Start of Supplied material

PR #11, opened 2025-03-14
KAB-817: add the concept of "session state factory"

vita-stejskal:
There is quite a bit of refactoring on this branch which can be split in two main parts:

* Extending the FastMCP to allow attaching a custom "state" to the SSE session initiated when an MCP client opens the conversation to an MCP server via the `sse` transport (i.e. the first `GET /sse` request).
* Updating our existing tools to consume the `mcp.server.fastmcp.Context` object and use the custom "state" attached to the `Context`'s `session.state` field. The "state" is created by our own session state factory function which reads the session parameters and creates `KeboolaClient` (Storage API client) and `ConnectionManager` (Snowflake connector) instances. These instances are than available in the tools.

The FastMCP extenstions are in `mcp.py` file and provide the following stuff:

* Definitions of `SessionParams`, `SessionState` and `SessionStateFactory` -- the things that you need in order to implement your own session state factory which is a function that accepts the `SessionParams` and produces `SessionState`.
* `StatefullServerSession` -- the original `mcp.ServerSession` with the extra field for `SessionState` object
* `_KeboolaServer` -- the subclass of `mcp.server.Server` which modifies `run()` function to accept the `SessionState`, creates `StatefullServerSession` and starts the actual SSE server
* `KeboolaMcpServer` -- the subclass of `mcp.server.FastMcp` which modifies `run_stdio_async()` and `run_sse_async()` functions. The `KeboolaMcpServer` accepts `SessionStateFoactory` in its constructor and the `run_*_async()` functions call the factory in order to get the custom "state" that is then passed to `_KeboolaServer` when starting it.
* The `SessionParams` needed for the `SessionStateFactory` are taken either from the process environment (when using `stdio` transport) or from the HTTP query parameters (when using `sse` transport).

Notes:
* I am surprised that the extensions from `mcp.py` are not already part of the original FastMCP implementation in `mcp` python package. I believe that they would be useful for anyone using FastMCP, especially when using the `sse` transport.
* The FastMCP implementation of the "resources" concept from the MCP (protocol) does not seem to support passing the `mcp.server.fastmcp.Context` object to the functions registered as the resources providers. It seems odd and I did not find anything in the MCP (protocol) itself that would justify this. But I could be wrong.
* The testing of the MCP servers implemented using FastMCP seems to be very challenging. There is no support for testing in the `mcp` python package itself. I'd expect something like Starlette's `TestClient` capable of invoking directly the endpoints of a Starlette-base server.
* In general, my feeling is that the main ideas behind FastMCP are great, but its implementation is still immature and hard to use when you need things beyond the examples from its tutorial.

### DIFF
--- a/src/keboola_mcp_server/mcp.py
+++ b/src/keboola_mcp_server/mcp.py
@@ -49,11 +49,11 @@ def _default_session_state_factory(params: SessionParams) -> SessionState:
 
 class StatefullServerSession(ServerSession):
     def __init__(
-            self,
-            read_stream: MemoryObjectReceiveStream[types.JSONRPCMessage | Exception],
-            write_stream: MemoryObjectSendStream[types.JSONRPCMessage],
-            init_options: InitializationOptions,
-            state: SessionState | None = None
+        self,
+        read_stream: MemoryObjectReceiveStream[types.JSONRPCMessage | Exception],
+        write_stream: MemoryObjectSendStream[types.JSONRPCMessage],
+        init_options: InitializationOptions,
+        state: SessionState | None = None,
     ) -> None:
         super().__init__(read_stream, write_stream, init_options)
         self._state = state or {}
@@ -65,11 +65,11 @@ class StatefullServerSession(ServerSession):
 
 class _KeboolaServer(Server):
     def __init__(
-            self,
-            name: str,
-            version: str | None = None,
-            instructions: str | None = None,
-            lifespan: Callable[["Server"], AbstractAsyncContextManager[LifespanResultT]] | None = None,
+        self,
+        name: str,
+        version: str | None = None,
+        instructions: str | None = None,
+        lifespan: Callable[["Server"], AbstractAsyncContextManager[LifespanResultT]] | None = None,
     ) -> None:
         super().__init__(name, version=version, instructions=instructions, lifespan=lifespan)
 
@@ -83,7 +83,7 @@ class _KeboolaServer(Server):
         # but also make tracing exceptions much easier during testing and when using
         # in-process servers.
         raise_exceptions: bool = False,
-        state: SessionState | None = None
+        state: SessionState | None = None,
     ):
         async with AsyncExitStack() as stack:
             lifespan_context = await stack.enter_async_context(self.lifespan(self))
@@ -93,7 +93,7 @@ class _KeboolaServer(Server):
 
             async with anyio.create_task_group() as tg:
                 async for message in session.incoming_messages:
-                    logger.debug(f'Received message: {message}')
+                    logger.debug(f"Received message: {message}")
 
                     tg.start_soon(
                         self._handle_message,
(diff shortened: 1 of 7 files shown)


jordanrburger:
From what I remember, the changes in this PR won't actually be compatible with Claude Desktop, right? But it's still important/useful for using the MCP server with Cursor and other services?

vita-stejskal:
> From what I remember, the changes in this PR won't actually be compatible with Claude Desktop, right? But it's still important/useful for using the MCP server with Cursor and other services?

The changes on this branch are compatible with Claude Desktop. They have no effect on the "command" transport type which works the same as before -- i.e. you pass the credentials needed by your MCP server via the environment variables.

End of Supplied material

> [Action item]:
For the word "creates", find all matching lines in the entries above and copy them out.

> [Answer for the task]:
* Updating our existing tools to consume the `mcp.server.fastmcp.Context` object and use the custom "state" attached to the `Context`'s `session.state` field. The "state" is created by our own session state factory function which reads the session parameters and creates `KeboolaClient` (Storage API client) and `ConnectionManager` (Snowflake connector) instances. These instances are than available in the tools.
* `_KeboolaServer` -- the subclass of `mcp.server.Server` which modifies `run()` function to accept the `SessionState`, creates `StatefullServerSession` and starts the actual SSE server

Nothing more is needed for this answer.